__Task details__:
Set out exactly, and with nothing added, the line containing "There is no" and every line after it through the final line of the data.

__Entries provided__:
▼▼▼

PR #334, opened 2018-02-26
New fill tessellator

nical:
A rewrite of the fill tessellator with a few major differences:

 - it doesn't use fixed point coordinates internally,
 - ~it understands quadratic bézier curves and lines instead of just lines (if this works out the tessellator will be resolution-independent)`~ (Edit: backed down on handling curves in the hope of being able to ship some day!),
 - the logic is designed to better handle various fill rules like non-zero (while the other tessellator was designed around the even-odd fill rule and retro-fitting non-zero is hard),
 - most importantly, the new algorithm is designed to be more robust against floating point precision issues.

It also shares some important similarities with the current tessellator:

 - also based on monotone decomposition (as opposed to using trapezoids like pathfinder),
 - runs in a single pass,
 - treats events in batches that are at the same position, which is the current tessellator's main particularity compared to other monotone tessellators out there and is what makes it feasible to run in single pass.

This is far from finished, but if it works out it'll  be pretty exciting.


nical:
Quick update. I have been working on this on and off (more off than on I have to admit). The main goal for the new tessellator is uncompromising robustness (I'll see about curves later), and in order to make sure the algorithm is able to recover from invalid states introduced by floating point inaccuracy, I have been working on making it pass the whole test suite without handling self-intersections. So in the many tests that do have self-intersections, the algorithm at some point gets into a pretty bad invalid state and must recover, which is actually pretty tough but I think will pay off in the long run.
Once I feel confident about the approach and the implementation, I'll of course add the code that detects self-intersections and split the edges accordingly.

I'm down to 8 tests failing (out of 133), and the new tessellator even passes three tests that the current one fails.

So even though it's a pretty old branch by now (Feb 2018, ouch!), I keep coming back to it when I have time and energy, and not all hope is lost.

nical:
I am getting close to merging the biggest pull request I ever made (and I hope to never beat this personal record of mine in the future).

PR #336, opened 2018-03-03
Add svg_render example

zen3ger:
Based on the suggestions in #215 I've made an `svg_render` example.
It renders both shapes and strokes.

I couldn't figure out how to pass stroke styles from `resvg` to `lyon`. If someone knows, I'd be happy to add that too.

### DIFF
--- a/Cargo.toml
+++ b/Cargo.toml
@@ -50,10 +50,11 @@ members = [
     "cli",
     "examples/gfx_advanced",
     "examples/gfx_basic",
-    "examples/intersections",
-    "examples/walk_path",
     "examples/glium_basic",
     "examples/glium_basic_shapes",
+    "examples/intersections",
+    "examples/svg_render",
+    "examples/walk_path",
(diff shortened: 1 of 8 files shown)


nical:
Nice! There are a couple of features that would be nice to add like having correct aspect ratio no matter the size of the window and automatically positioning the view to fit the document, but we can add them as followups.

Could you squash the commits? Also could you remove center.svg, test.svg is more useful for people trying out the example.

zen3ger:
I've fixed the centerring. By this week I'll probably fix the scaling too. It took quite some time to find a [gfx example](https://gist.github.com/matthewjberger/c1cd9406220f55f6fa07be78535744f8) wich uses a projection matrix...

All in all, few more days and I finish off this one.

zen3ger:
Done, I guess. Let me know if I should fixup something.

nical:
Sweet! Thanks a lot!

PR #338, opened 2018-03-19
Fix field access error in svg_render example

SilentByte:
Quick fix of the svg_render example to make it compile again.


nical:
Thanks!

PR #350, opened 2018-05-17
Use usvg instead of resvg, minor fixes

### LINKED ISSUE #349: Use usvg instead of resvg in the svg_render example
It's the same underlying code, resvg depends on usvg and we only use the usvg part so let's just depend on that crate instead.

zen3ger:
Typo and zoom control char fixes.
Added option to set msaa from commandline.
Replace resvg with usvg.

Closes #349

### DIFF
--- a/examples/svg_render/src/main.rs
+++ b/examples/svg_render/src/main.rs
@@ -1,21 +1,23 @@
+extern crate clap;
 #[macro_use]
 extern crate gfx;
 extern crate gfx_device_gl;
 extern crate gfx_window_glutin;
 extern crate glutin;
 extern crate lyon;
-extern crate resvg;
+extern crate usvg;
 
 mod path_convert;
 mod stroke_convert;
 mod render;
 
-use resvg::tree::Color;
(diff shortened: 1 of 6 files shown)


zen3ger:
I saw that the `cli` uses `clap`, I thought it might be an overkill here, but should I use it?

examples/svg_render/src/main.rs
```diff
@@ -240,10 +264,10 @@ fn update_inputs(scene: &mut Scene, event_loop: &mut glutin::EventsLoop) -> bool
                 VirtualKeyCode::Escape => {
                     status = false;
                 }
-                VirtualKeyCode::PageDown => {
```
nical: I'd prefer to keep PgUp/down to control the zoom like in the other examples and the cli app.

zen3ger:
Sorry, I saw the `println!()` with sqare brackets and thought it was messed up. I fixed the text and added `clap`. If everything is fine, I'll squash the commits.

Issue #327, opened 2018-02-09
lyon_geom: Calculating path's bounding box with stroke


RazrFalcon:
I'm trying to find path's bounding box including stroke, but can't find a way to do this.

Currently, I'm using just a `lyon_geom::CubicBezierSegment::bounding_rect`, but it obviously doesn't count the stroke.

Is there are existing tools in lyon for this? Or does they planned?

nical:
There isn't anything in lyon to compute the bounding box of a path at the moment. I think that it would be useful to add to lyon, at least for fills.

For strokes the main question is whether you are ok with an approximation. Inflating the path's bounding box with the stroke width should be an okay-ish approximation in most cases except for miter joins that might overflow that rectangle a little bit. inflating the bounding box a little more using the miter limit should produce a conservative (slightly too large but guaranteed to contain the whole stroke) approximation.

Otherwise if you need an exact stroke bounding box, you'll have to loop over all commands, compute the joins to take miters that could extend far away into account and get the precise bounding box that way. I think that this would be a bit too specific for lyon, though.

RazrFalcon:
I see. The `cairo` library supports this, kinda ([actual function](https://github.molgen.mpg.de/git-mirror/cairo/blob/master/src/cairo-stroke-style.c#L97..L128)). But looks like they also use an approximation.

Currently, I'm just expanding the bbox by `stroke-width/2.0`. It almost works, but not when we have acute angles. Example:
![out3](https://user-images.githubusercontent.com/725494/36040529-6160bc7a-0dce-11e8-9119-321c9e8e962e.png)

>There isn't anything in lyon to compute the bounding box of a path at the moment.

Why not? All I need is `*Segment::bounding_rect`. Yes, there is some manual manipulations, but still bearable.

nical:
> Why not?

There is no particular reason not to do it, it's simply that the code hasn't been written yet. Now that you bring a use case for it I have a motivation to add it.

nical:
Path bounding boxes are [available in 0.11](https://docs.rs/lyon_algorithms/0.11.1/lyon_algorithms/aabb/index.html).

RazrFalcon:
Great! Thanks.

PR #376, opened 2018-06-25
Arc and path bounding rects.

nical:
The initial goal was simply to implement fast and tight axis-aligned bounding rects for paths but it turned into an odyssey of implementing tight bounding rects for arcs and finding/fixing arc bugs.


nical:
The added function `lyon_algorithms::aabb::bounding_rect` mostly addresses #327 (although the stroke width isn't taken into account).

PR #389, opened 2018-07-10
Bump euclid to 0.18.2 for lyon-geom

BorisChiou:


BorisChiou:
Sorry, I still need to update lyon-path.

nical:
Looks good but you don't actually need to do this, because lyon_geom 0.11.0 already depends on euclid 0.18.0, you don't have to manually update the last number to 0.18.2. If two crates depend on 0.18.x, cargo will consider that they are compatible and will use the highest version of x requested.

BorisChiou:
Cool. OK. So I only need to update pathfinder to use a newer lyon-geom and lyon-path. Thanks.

▲▲▲

__Solution__:
There is no particular reason not to do it, it's simply that the code hasn't been written yet. Now that you bring a use case for it I have a motivation to add it.

nical:
Path bounding boxes are [available in 0.11](https://docs.rs/lyon_algorithms/0.11.1/lyon_algorithms/aabb/index.html).

RazrFalcon:
Great! Thanks.

PR #376, opened 2018-06-25
Arc and path bounding rects.

nical:
The initial goal was simply to implement fast and tight axis-aligned bounding rects for paths but it turned into an odyssey of implementing tight bounding rects for arcs and finding/fixing arc bugs.


nical:
The added function `lyon_algorithms::aabb::bounding_rect` mostly addresses #327 (although the stroke width isn't taken into account).

PR #389, opened 2018-07-10
Bump euclid to 0.18.2 for lyon-geom

BorisChiou:


BorisChiou:
Sorry, I still need to update lyon-path.

nical:
Looks good but you don't actually need to do this, because lyon_geom 0.11.0 already depends on euclid 0.18.0, you don't have to manually update the last number to 0.18.2. If two crates depend on 0.18.x, cargo will consider that they are compatible and will use the highest version of x requested.

BorisChiou:
Cool. OK. So I only need to update pathfinder to use a newer lyon-geom and lyon-path. Thanks.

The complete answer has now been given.